#### MATERIAL FOR THIS EXERCISE ####
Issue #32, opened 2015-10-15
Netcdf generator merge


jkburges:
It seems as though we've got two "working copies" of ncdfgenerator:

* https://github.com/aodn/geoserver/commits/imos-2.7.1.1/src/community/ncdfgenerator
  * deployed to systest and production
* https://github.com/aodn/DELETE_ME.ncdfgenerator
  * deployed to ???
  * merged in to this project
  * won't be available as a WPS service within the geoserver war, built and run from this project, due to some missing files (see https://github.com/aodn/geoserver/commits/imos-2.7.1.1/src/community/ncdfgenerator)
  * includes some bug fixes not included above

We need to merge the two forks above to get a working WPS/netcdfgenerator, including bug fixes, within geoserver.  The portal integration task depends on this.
####
WHAT YOU ARE ASKED TO DO:
Retype each line above, keeping every character.

OUTPUT OF THE TASK:
Issue #32, opened 2015-10-15
Netcdf generator merge


jkburges:
It seems as though we've got two "working copies" of ncdfgenerator:

* https://github.com/aodn/geoserver/commits/imos-2.7.1.1/src/community/ncdfgenerator
  * deployed to systest and production
* https://github.com/aodn/DELETE_ME.ncdfgenerator
  * deployed to ???
  * merged in to this project
  * won't be available as a WPS service within the geoserver war, built and run from this project, due to some missing files (see https://github.com/aodn/geoserver/commits/imos-2.7.1.1/src/community/ncdfgenerator)
  * includes some bug fixes not included above

We need to merge the two forks above to get a working WPS/netcdfgenerator, including bug fixes, within geoserver.  The portal integration task depends on this.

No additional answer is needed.